A second potential pitfall is cost containment. Cloud providers are in the business of selling services, not aiming to minimize your expenses. It's your responsibility to closely track costs, and if you don't keep an eye on metered services, you can find a hefty bill in your inbox. Cloud purveyors don't make cost tracking easy. Amazon, for example, provides an excruciatingly detailed log of every CPU minute consumed, data byte stored, and megabyte transferred, but it provides no cost calculations for those statistics.
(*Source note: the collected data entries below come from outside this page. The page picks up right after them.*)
PR #19, opened 2020-02-11
Authmodule refactor

awichera:
Moves user creds from redux store to browser local storage.

### DIFF
--- a/src/containers/Application.js
+++ b/src/containers/Application.js
@@ -38,10 +38,6 @@ class Application extends Component {
 
 
 		// Instantiate modules
-		console.log ("IIIIIIIIIIIIIIIIIIIIIIIIIIIIIIIII")
-		console.log ("INITIATING MODULES")
-		console.log ("IIIIIIIIIIIIIIIIIIIIIIIIIIIIIIIII")
-
 		for (var i in props.modules) {
 			const module = new props.modules[i](this);
 			this.Modules.push(module);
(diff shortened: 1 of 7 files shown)


PremyslCerny:
Nice improvement

ateska:
I was actually thinking why we do popup ... instead of a full-screen login (redirect & callback URL).
Any feedback here? @awichera @PremyslCerny

awichera:
Well, to be honest,  I don't know, but it feels very customary with oAuth.
Almost everywhere where I encounter oAuth, it is a pop-up.

For me as a user, it kind of feels like it is a separate thing - I am not providing my password to resource owener, but I am communicating directly with auth server.

But, thats very.. behavioral reason, to be sure.

ateska:
Well, I actually met few sites that does page-transition instead of pop-up.
The main reason for this topic is how we will support login via Google/GitHub etc. ... and this is exploratory question - if we can do that in popup seamlessly, I'm fine with that answer.

awichera:
Yeah, we do that in pupup quite seamlessly. in my opinion - well, with GitHub. We don't have GoogleAuthMethod yet.

ateska:
Ok. I would like to see that ... eventually.
Re. my work on SeaCat Auth now.

ateska:
Review is done from my side (FYI).

awichera:
By the way these are some follow up tasks I came up with:
- fix seacat-auth - 500 internal when trying to add user

- improve asab auth module - `/identity` should not reply with 200 if it got 401 from auth provider (Github)
- update TeskalabsAuthMethod - use Github auth as template
- update LDAP Auth Method - use Github auth as template
- ? create wrapper around authorized axios request, that would handle tokens, unauthorized errors and such, to not repeat this functionality with every specific request?

ateska:
I work on a very significant refactoring of SeaCat Auth ... many of above point will become irrelevant. I suggest to reiterate once merged.

awichera:
Sounds like a plan.

PR #26, opened 2020-04-18
Update to a recent ReactStrap / CoreUI changes.

ateska:


src/containers/Application.js
```diff
@@ -122,61 +124,37 @@ class Application extends Component {
...
-									)}
-								/>
-							) : (null);
-						})}
-					</Switch>
+												)}
+											/>
+										) : (null);
+									})}
+									(this.DefaultPath != undefined ? <Redirect from="/" to={this.DefaultPath} />: null)
```
AituAbdiluly, line 147: Instead of parenthesis should be brackets

ateska: Fixed

PR #29, opened 2020-04-23
Add optional sidebar and breadcrumb

Pe5h4:
This pull request allows to disable sidebar and breadcrumb. It also remove items added to header, when the screen is diminished (e.g. in mobile phones). Those header items then appear in the sidebar, if added previously to the Navigation. Example of settings is written in the description of Application.js

### DIFF
--- a/src/containers/Application.js
+++ b/src/containers/Application.js
@@ -167,7 +167,9 @@ class Application extends Component {
 				<div className="app">
 					<Header hasSidebar={this.props.hasSidebar} app={this}/>
 					<div className="app-body">
-						<Sidebar hasSidebar={this.props.hasSidebar} app={this} navigation={this.Navigation}/>
+						{(this.props.hasSidebar || typeof this.props.hasSidebar === 'undefined') ? 
+							<Sidebar app={this} navigation={this.Navigation} display="lg"/> : 
+							<Sidebar app={this} navigation={this.Navigation} display="xs"/>}
 						<main className="main">
 							{(this.props.hasBreadcrumb || typeof this.props.hasBreadcrumb === 'undefined') ? 
 								<AppBreadcrumb appRoutes={this.Router.Routes} router={router}/> : null}
--- a/src/containers/Application.js
+++ b/src/containers/Application.js
@@ -124,11 +124,12 @@ class Application extends Component {
 		else return (
 			<Provider store={this.Store}>
 				<div className="app">
-					<Header app={this}/>
+					<Header hasSidebar={this.props.hasSidebar} app={this}/>
 					<div className="app-body">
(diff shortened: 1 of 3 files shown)


src/containers/Application.js
```diff
@@ -124,11 +165,12 @@ class Application extends Component {
 		else return (
 			<Provider store={this.Store}>
 				<div className="app">
-					<Header app={this}/>
+					<Header hasSidebar={this.props.hasSidebar} app={this}/>
 					<div className="app-body">
-						<Sidebar app={this} navigation={this.Navigation}/>
+						<Sidebar hasSidebar={this.props.hasSidebar} app={this} navigation={this.Navigation}/>
```
ateska, line 170: The actual use of sidebar can be conditional - not via `hasSidebar` property.

Pe5h4: Changed in last 2 commits

src/containers/Application.js
```diff
@@ -124,11 +165,14 @@ class Application extends Component {
 		else return (
 			<Provider store={this.Store}>
 				<div className="app">
-					<Header app={this}/>
+					<Header hasSidebar={this.props.hasSidebar} app={this}/>
```
ateska, line 168: You can access `app.props.hasSidebar` from Header.

No need to pass `hasSidebar={this.props.hasSidebar}` there.

src/containers/Application.js
```diff
@@ -124,11 +165,14 @@ class Application extends Component {
...
 					<div className="app-body">
-						<Sidebar app={this} navigation={this.Navigation}/>
+						{(this.props.hasSidebar || typeof this.props.hasSidebar === 'undefined') ? 
+							<Sidebar app={this} navigation={this.Navigation} display="lg"/> : 
+							<Sidebar app={this} navigation={this.Navigation} display="xs"/>}
```
ateska, line 172: You still want to display Sidebar when `this.props.hasSidebar` is `False`.

Pe5h4: Yes. When False, it will display Sidebar and items in it only if there are any items added to the Header, otherwise it will not display the sidebar. It basically resolves the Header issue with collapsing the Header items / components into a toggler button when you are on smaller screens. 
Let say, that Header contains e.g. 2 buttons, <button1/> and <button2/>. If you want to use them and collapse them, when the screen is diminished, you can add them as items into the Navigation of the Sidebar, even though the Sidebar is "disabled" by False. Then, when the screen change the size (e.g. when you diminish the browser screen or you are on your mobile phone), the items from the Header disappear and SidebarToggler button will appear with the <button1/> and <button2/> options. So you can access their functions on smaller screens.
If Sidebar is set to False and no items / components are added to the Header, Sidebar will not show up at all.

src/containers/Application.js
Pe5h4: Changed in last commits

You get a lump sum bill for each Amazon service you use — EC2, S3, and so on — with no detailed explanation of charges.

The second driver of unexpected cloud expense is the cloud's own ease of use. Spinning up a server — or 10 — only takes a minute. But servers stay spinning, and clocking dollars, until you turn them off. Third-party cloud management services like Rightscale and Elastra can automate the cost accounting process, as well as set hard spending limits. But you pay for that convenience — a minimum of $500 per month for Rightscale's auto-scaling cloud management console, for example.

As long as you keep these precautions in mind, there's no reason not to leverage cloud services to shorten your IT hit list today.